◆ **SOURCE DATA**
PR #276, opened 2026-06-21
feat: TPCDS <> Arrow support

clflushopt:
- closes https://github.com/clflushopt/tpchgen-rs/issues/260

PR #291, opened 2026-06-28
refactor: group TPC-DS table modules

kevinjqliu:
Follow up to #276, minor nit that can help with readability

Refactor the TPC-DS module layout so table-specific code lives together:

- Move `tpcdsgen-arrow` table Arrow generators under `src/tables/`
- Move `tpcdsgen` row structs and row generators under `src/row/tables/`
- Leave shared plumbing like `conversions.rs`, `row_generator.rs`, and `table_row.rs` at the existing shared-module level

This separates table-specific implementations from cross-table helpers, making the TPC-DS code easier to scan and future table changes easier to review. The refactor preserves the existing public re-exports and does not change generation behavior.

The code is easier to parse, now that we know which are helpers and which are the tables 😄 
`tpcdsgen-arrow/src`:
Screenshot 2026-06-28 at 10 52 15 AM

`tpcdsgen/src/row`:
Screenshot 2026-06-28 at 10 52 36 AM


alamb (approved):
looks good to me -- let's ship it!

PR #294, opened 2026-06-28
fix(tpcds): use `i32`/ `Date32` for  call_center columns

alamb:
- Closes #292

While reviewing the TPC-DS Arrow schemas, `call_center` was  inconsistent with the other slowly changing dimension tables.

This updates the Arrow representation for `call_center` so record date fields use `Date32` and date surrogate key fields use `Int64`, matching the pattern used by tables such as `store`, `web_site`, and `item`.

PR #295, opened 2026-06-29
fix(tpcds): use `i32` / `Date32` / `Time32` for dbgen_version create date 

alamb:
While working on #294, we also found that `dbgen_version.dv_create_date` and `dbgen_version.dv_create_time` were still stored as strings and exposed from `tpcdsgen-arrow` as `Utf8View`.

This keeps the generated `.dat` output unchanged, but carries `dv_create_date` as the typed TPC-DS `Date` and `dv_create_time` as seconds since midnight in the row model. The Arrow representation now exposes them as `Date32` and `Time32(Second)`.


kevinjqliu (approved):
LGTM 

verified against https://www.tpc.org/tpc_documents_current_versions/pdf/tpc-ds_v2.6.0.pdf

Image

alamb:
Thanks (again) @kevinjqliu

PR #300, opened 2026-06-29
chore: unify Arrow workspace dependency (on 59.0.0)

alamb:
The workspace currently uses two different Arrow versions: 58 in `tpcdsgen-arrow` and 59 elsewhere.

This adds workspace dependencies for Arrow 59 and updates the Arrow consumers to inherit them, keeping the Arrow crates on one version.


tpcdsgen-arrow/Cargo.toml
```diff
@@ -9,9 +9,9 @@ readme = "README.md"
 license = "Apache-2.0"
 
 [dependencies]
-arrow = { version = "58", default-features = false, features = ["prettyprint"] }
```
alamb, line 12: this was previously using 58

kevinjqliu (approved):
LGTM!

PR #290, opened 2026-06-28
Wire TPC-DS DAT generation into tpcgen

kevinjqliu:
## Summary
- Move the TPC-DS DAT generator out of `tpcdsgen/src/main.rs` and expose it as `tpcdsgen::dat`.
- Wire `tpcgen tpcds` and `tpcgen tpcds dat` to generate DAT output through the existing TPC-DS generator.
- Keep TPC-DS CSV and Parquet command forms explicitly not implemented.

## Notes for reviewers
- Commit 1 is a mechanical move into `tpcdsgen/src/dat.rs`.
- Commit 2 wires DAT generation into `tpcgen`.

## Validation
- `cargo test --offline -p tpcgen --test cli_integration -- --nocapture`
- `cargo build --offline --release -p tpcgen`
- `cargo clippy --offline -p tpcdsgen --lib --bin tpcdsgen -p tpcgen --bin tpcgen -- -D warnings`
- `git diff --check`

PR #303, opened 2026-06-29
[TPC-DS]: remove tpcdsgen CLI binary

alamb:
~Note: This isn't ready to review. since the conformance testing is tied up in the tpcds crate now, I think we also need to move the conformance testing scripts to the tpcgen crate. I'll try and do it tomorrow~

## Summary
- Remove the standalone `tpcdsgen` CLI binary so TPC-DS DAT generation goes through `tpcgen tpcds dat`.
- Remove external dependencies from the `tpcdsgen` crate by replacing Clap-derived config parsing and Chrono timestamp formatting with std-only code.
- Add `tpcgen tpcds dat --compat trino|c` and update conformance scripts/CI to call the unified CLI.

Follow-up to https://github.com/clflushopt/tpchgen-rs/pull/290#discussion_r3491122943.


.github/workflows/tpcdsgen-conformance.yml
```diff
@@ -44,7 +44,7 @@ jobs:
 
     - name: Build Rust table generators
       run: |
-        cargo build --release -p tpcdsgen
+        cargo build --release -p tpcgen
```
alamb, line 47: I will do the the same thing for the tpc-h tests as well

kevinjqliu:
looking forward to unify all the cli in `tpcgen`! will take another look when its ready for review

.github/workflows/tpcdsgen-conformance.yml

◆ **WHAT NEEDS TO BE DONE**
Each line of the entries that holds "generation" should be counted, and only the total given.

◆ **ANSWER TO THE EXERCISE**
4